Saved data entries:
►
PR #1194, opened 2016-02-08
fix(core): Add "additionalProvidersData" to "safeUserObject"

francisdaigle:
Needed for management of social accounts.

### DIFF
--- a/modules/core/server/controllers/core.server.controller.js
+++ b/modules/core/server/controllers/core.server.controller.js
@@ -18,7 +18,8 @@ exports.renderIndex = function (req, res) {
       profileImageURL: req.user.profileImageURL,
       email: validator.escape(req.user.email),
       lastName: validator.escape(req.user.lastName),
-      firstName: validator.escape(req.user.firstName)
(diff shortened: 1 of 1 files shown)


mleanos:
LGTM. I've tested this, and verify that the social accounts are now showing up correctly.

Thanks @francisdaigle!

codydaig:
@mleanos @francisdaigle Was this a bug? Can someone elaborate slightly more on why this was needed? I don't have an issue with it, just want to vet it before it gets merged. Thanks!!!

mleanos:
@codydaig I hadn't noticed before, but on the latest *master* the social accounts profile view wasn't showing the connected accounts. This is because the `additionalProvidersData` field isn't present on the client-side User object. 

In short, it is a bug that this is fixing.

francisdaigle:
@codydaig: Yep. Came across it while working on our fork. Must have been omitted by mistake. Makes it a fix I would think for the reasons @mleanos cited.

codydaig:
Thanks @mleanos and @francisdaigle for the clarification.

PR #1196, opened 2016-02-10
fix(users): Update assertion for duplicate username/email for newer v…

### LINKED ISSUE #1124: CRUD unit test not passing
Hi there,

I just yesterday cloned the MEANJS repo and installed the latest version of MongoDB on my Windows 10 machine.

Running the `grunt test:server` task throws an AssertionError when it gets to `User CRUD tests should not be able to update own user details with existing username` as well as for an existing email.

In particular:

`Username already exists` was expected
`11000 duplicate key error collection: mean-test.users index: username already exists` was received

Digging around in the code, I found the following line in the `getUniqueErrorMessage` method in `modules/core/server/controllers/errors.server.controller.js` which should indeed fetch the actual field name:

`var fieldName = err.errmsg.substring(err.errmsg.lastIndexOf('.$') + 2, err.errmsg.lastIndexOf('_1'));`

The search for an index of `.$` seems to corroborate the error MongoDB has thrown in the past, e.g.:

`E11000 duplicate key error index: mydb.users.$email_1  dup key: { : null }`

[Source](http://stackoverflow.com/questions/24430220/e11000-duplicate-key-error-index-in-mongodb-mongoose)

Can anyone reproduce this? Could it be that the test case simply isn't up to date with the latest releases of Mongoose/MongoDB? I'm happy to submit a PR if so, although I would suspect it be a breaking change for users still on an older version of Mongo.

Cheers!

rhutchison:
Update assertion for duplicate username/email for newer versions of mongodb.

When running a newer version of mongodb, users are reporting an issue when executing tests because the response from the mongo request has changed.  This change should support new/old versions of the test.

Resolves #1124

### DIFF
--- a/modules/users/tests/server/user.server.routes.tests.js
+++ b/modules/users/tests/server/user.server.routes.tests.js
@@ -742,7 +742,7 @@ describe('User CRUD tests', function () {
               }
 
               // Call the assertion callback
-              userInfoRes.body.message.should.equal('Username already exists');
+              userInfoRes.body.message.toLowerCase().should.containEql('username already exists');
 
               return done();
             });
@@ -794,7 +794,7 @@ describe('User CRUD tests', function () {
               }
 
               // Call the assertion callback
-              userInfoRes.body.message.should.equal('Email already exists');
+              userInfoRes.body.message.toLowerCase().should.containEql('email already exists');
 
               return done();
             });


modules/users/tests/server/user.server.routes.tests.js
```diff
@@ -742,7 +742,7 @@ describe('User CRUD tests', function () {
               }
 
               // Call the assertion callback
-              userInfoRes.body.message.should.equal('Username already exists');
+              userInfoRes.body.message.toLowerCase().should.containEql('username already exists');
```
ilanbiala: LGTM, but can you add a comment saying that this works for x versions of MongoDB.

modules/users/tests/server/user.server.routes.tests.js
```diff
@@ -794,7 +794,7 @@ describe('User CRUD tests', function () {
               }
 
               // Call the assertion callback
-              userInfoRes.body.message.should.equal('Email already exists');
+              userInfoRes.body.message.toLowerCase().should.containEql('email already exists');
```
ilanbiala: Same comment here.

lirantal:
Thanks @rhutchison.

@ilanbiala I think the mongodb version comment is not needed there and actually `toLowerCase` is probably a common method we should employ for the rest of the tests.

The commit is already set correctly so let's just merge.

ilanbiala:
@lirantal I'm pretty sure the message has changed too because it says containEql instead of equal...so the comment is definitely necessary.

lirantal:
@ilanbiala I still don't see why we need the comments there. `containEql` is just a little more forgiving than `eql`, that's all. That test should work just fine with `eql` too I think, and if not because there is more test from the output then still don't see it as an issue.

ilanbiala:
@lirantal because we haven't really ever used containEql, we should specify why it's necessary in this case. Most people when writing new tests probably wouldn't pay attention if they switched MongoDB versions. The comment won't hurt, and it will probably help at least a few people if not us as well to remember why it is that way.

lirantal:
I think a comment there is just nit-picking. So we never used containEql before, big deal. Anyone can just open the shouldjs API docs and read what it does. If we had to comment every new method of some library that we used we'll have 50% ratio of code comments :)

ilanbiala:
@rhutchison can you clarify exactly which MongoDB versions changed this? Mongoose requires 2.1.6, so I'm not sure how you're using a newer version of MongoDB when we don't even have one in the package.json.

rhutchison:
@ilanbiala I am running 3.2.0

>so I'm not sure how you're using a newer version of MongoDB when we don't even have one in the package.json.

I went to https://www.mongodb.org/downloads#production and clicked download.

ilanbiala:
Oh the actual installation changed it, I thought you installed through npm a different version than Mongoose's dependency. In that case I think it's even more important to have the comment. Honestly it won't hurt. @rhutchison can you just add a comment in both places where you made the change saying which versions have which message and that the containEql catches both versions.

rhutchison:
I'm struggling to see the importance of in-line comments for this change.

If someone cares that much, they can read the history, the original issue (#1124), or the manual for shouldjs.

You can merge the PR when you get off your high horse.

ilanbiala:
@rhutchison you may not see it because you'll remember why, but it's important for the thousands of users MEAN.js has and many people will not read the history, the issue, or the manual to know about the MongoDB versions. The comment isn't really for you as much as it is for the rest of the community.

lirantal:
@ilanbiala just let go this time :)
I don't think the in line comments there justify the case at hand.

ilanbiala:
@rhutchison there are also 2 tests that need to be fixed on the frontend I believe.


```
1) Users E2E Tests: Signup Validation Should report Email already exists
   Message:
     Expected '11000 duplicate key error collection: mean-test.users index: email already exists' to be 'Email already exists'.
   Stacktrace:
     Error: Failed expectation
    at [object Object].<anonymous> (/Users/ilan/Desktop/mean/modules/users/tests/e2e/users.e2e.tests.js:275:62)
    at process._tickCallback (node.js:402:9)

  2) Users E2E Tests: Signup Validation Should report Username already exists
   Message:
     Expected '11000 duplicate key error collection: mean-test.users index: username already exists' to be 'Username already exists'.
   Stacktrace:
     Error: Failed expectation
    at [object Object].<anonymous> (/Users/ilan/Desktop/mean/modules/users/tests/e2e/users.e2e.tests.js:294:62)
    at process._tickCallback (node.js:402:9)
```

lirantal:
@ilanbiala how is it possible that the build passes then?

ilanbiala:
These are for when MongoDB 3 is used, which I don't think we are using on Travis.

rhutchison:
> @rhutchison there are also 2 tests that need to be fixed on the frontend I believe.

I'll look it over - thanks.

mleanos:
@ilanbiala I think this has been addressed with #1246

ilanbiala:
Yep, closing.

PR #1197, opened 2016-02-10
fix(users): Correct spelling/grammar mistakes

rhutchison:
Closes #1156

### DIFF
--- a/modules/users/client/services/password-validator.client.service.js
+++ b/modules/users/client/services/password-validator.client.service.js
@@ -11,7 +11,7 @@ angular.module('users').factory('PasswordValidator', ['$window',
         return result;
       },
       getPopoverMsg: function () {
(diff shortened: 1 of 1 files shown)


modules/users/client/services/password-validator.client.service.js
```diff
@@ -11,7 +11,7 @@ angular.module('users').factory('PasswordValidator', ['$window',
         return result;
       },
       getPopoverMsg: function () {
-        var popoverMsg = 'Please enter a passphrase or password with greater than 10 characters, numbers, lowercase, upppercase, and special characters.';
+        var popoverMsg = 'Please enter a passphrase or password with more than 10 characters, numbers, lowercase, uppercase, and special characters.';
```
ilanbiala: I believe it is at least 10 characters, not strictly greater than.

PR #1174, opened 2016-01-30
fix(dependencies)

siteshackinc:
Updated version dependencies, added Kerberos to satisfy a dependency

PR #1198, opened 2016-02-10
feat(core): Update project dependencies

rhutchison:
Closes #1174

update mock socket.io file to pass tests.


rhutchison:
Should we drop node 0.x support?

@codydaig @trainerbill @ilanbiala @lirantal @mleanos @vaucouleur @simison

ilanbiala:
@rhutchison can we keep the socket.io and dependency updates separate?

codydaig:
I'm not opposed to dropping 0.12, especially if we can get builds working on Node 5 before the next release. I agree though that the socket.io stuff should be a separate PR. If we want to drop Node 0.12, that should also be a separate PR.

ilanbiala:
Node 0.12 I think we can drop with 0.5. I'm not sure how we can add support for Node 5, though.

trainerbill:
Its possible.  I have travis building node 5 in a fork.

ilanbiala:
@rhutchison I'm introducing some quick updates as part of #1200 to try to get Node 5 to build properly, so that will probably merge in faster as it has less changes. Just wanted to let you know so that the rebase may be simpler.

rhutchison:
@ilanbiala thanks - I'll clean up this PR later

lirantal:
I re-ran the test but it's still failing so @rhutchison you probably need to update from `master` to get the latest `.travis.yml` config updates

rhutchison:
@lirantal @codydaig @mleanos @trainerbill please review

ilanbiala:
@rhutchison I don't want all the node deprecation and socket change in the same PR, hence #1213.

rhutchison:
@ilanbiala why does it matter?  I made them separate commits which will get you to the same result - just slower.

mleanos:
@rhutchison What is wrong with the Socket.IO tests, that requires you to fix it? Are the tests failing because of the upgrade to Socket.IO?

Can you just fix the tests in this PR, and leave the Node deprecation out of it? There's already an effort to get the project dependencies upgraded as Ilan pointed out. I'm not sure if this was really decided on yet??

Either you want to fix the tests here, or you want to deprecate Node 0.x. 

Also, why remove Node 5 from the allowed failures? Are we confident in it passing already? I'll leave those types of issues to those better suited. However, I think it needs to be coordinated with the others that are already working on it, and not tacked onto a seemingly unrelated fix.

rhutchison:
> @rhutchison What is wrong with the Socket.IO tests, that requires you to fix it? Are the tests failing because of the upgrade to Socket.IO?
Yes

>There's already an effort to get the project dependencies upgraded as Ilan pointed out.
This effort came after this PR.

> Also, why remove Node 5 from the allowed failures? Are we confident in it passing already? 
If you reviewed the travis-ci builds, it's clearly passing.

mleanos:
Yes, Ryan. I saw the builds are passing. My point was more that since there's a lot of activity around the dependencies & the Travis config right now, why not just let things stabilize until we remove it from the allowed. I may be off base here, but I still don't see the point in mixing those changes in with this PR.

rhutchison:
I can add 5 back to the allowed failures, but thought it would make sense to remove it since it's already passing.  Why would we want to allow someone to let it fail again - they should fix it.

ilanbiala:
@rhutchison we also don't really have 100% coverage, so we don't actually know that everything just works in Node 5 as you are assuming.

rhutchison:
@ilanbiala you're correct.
◄
Task prompt:
Copy the lines above that hold the word "controller".

Response to the exercise:
--- a/modules/core/server/controllers/core.server.controller.js
+++ b/modules/core/server/controllers/core.server.controller.js
Digging around in the code, I found the following line in the `getUniqueErrorMessage` method in `modules/core/server/controllers/errors.server.controller.js` which should indeed fetch the actual field name:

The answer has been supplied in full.